Contoh dari sejarah lisan Bidayuh tentang gua yang digunakan sebagai tempat perlindungan selama kekerasan teritorial berasal dari tahun 1855. Diplomat Inggris Spenser St John diperlihatkan kerangka di Gua Sireh. Seorang anggota suku setempat mengatakan dia telah menembak pria ini bertahun-tahun sebelumnya, sebelum pemerintahan James Brooke , yang dimulai pada tahun 1839.

Penembakan tersebut terjadi akibat pertikaian dengan seorang kepala suku Melayu yang sangat keras yang meminta suku Bidayuh menyerahkan anak-anak mereka. Mereka menolak dan mundur ke Gua Sireh di mana mereka berhasil menahan 300 orang bersenjata.

Menderita sejumlah kerugian (dua orang Bidayuh tertembak, dan tujuh orang ditawan dan dijadikan budak), sebagian besar suku tersebut melarikan diri melalui sisi jauh kompleks gua, menyelamatkan anak-anak mereka.

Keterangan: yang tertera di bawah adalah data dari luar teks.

PR #395, opened 2018-03-15
Provide specialized volume metric lookup for participant metrics

kanishka-azimi:
- moving towards each "category" having specific functions instead of generic system,
start by exposing a function that provides active metrics used for a volume's participants
- this function is in preparation for csv upload parsing that will compare defined metrics
against csv fields detected

(This is slightly speculative, but the code using it should be merged tomorrow. Will change workflow once we come up with a new approach.)

### DIFF
--- a/src/Databrary/Model/Category.hs
+++ b/src/Databrary/Model/Category.hs
@@ -5,6 +5,7 @@ module Databrary.Model.Category
   , getCategory
   , getCategory'
   , categoryJSON
+  , participantCategory
   ) where
 
 import qualified Data.IntMap.Strict as IntMap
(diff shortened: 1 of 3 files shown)


src/Databrary/Model/Category.hs
```diff
@@ -72,3 +73,6 @@ categoryJSON :: JSON.ToObject o => Category -> JSON.Record (Id Category) o
 categoryJSON Category{..} = JSON.Record categoryId $
      "name" JSON..= categoryName
   <> "description" JSON..=? categoryDescription
+
+participantCategory :: Category
+participantCategory = head allCategories
```
kanishka-azimi: I guess I should use find and then fromMaybe... All options feel slightly messy.

kanishka-azimi:
Merging now, but will read feedback next week.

Sejarah lisan dikombinasikan dengan tokoh-tokoh yang memegang senjata perang mengontekstualisasikan zaman seni cadas yang kita miliki sekarang.

Tanggal langsung yang kami hasilkan menunjukkan periode pengundian yang berbeda dapat diidentifikasi.

Keberadaan gambar hitam di seluruh wilayah dan kemungkinan kaitannya dengan migrasi masyarakat Austronesia dan Melayu membuka kemungkinan menarik untuk memahami lebih jauh kompleksitas produksi seni cadas di Pulau Asia Tenggara.